BEGIN RECORDS FOR THE EXERCISE

PR #736, opened 2025-02-20
[2.x] Only apply default value when config option is not found

Jade-GG:
When retrieving a config option you may end up getting a value of `NULL`. The current implementation uses null-coalescing after getting the value, which causes that `NULL` to be replaced by the default value. However, if the config key does actually exist then this is not the correct behavior.

For example, if you don't want a `.html` suffix on your product pages, you set the config value to `NULL`. This then gets converted back into `.html` when indexing products, causing the wrong urls to be indexed.

This PR fixes that by implementing a `default` option into the `getValue` function and using that instead of the null-coalescing operator.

END RECORDS FOR THE EXERCISE

[DIRECTIONS FOR THIS TASK]
From the listing above, extract all records word for word.

[SOLUTION TO THIS TASK]
PR #736, opened 2025-02-20
[2.x] Only apply default value when config option is not found

Jade-GG:
When retrieving a config option you may end up getting a value of `NULL`. The current implementation uses null-coalescing after getting the value, which causes that `NULL` to be replaced by the default value. However, if the config key does actually exist then this is not the correct behavior.

For example, if you don't want a `.html` suffix on your product pages, you set the config value to `NULL`. This then gets converted back into `.html` when indexing products, causing the wrong urls to be indexed.

This PR fixes that by implementing a `default` option into the `getValue` function and using that instead of the null-coalescing operator.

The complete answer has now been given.